3 Comments leave one →
  1. March 3, 2010 1:42 pm

    So…I just found this blog from Shapely Prose and I just wanted to comment to say that I completely agree with what you and Runner said. I run, and I weight the exact same amount as when I started, and I just don’t care. My thighs are big, but that’s because there’s muscle there that can carry me 10 miles. And I’m good with that. Exercise isn’t a way to burn off my dessert, it’s something in and of itself. And sometimes I restrict my eating, but it’s because I know that if I eat the french fries and then go running, I’ll want to throw up, NOT because the french fries have X amount of calories or fat.

    Anyway, you struck a chord with me, going to to read some more of this blog now! :)

  2. meerkat permalink
    July 9, 2010 6:33 am

    “That there is a world of women (and men) who use food for fuel and/or enjoyment as they need to. Women whose time in the gym doesn’t leave them bitter or miserable, but strong and full of energy. ”

    That sounds like a lot of FA bloggers, but its location in the paragraph seems to contrast it to both FA culture and diet culture. Huh?

    • February 1, 2011 5:14 pm

      So I left the original comment way back and haven’t been back much since so I didn’t see this until… now. But I’ll make an attempt at clarification anyway.

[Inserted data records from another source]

Issue #2485, opened 2021-03-10
image_width and image_height incorrect in database


misaugstad:
As pointed out in [this comment](https://github.com/ProjectSidewalk/sidewalk-panorama-tools/issues/8#issuecomment-794135817) on the sidewalk-panorama-tools repo, the `sv_image_width` and `sv_image_height` values are not always correct in our database. I investigated a bit further. It turns out that a fixed width and height were coded in from the beginning:
```
GSVData(panorama.gsvPanoramaId, 13312, 6656, 512, 512, panorama.imageDate, 1, "", false, Some(timestamp))
```

And that is the resolution of (at least most of) the imagery in DC, but that is not always the resolution of GSV imagery. In Seattle, there are often higher resolution images (16384x8192).

I did some digging, confirmed that we _can_ get the pano's full width and height from the JavaScript API when we're looking at it on the audit page. And the tile size should actually remain the same (the 512's above), but we should be filling that programmatically as well! We can access all of that in the callback to the `getPanorama` function on the front-end using:
```
svl.streetViewService.getPanorama({ pano: panoId },
    function (data, panoStatus) {
        console.log(data.tiles.worldSize.width);
        console.log(data.tiles.worldSize.height);
        console.log(data.tiles.tileSize.width);
        console.log(data.tiles.tileSize.height);
    }
});
```

This is all great moving forward! Unfortunately, I don't think that there is a way to figure this out programmatically for images that are no longer being hosted by Google. For any where we still have access to the imagery, we should try to backfill the tables to have the correct values though.

misaugstad:
We also have these lines in `public/javascripts/SVLabel/src/SVLabel/Main.js`:
```
svl.canvasWidth = 720;
svl.canvasHeight = 480;
svl.svImageHeight = 6656;
svl.svImageWidth = 13312;
svl.alpha_x = 4.6;
svl.alpha_y = -4.65;
```

Not sure if any other values need to change based on changing the image width. Honestly don't know what the alpha values are used for.

misaugstad:
Well, I may have found a problem with our `sv_image_x` coordinates. Looking at these lines in `Point.js`:
```
if (svImageCoord.x < 0) {
    svImageCoord.x = svImageCoord.x + svImageWidth;
}
```

So if the coordinate is negative, we've been adding the image width to it. And that image width was not always correct :)

[...]

PR #3194, opened 2023-03-31
Fixes bug where labels moved after placing them

### LINKED ISSUE #1764: Labels move after placement
After placing and confirming a label, once I pan to shift my view the label would move to a different location. Sometimes slightly to still be ok but sometimes it will shift it very far away.

Link to a screen recording:
[https://youtu.be/y0hdn6gk67I](https://youtu.be/y0hdn6gk67I)

misaugstad:
Fixes #1764 
Further work towards #2485 

This fixes a bug that cause labels to move slightly after placing them.

The issue was that there was a function where we were rounding the heading at pitch to an integer before calculating where it should be placed. Actually worse than that: we were just truncating the number to an integer using `parseInt()`. And since we restrict the pitch between 0 and -35, we were always treating the pitch like it was higher than it actually was (-12.99 truncated to -12), which is why labels always moved upwards. This is also more pronounced at higher zoom levels because of the smaller field of view; the same change in pitch had a bigger effect.

This also propagates to the `sv_image_x/y` values that we use for CV. These are changes by less than 100 pixels for the most part, given that it's a change in pitch/heading of less than 1 degree. But those small mistakes matter a lot!

This did not have an effect on how we saw labels in Validate, Gallery, or the Admin page. Which is good... But we also saw plenty of cases on Validate where users had labeled well above the actual issue... And I don't believe that my updates address that at all.

Our team has also noted other issues with the y position in the full GSV image that has something to do with the photographer pitch, and issues when on hills. But it's possible that our results there will be more conclusive once this confounding source of error is removed!

And finally, I have not made the changes retroactively in the database yet, but we do have all the info that we need to fix these!

Below I try to label directly in the center of the shadow X. My label gets moved up and to the left. This is because I set the heading to 325.9 and pitch to -17.9. They are truncated to 325 and 17, moving the label to the left and up.
Screenshot from 2023-03-30 18-00-18

I then made the update to the code, and the labels are even rerendered correctly on page reload! When I try to add a label directly on top of it, it works correctly as well!
Screenshot from 2023-03-30 18-00-46

### DIFF
--- a/public/javascripts/SVLabel/src/SVLabel/canvas/Canvas.js
+++ b/public/javascripts/SVLabel/src/SVLabel/canvas/Canvas.js
@@ -62,7 +62,7 @@ function Canvas(ribbon) {
      * Create a label at the given X/Y canvas coordinate.
      */
     function createLabel(canvasX, canvasY) {
-        // Generate some metadata for the new lable.
+        // Generate some metadata for the new label.
         var labelType = ribbon.getStatus('selectedLabelType');
         var pov = svl.map.getPov();
         var povOfLabel = util.panomarker.calculatePointPov(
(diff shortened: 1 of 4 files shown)


jonfroehlich:
Love that you found the *perfect* image to test this with an "X" marks-the-spot shadow.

      FA people are okay with being fat. That’s the core idea of fat acceptance. I’m not, because I didn’t like being fat. It gets in the way of doing things I want to do. It makes me feel UN-able and weak. It makes me feel non-me. As a matter of my own happiness, it is not ok for me to be fat. I think intentional weight loss and intentionally building strength is a great thing. (But I don’t think “being pretty and feminine” is a good reason to do it. I think that’s what makes intentional weight loss a traumatic, rather than an empowering, experience.)

      I can’t speak for other people’s feelings, but I know that because I exist, FA has got it at least part wrong. Intentional weight loss and lifestyle change is one of the best things I’ve ever done. I loved doing it and I love maintaining it. I love helping others do the same. Some people CAN lose weight intentionally and not be traumatized in the process and not end up yo-yo dieting.

      Now, if you have a very awkward relationship to food and eating and you see exercise as torture of your unworthy body, perhaps there is no way for you to lose weight intentionally in a healthy way without first dealing with those emotional issues.